# How to complete this task
Quote, word for word, every line starting at the line that contains "This was causing the signup" and ending with the last line of the records; include both of these lines and no others.

(Records from a collection)
==========

Issue #4255, opened 2015-03-19
logged in users don't get signed up for campaign from permalink


mikefantini:
Steps to reproduce:
- go to permalink as an authenticated user who _isn't_ already signed up for the campaign
- click sign up

If the user _is already signed up_ for the campaign, the functionality works as expected.

angaither:
The contents of the entire permalink page are`cache_set` as html, this was causing the `dosomething_signup_form` and the `login`||`signup` form to not respond.
Maybe we can try adding that in with JS?
Or perhaps we need to set the cached data to a serialized array of all of the vars that are loaded and still call the theme function on the variables.

PR #4257, opened 2015-03-19
Remove permalink cache temporarily.

angaither:
This was causing the signup button to be cached, and not signing people up for campaigns.
just commenting out the cache lines, till I figure out how to not cache that part or something
Refs #4255


aaronschachter:
:+1:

==========

# Problem solution
This was causing the signup button to be cached, and not signing people up for campaigns.
just commenting out the cache lines, till I figure out how to not cache that part or something
Refs #4255


aaronschachter:
:+1:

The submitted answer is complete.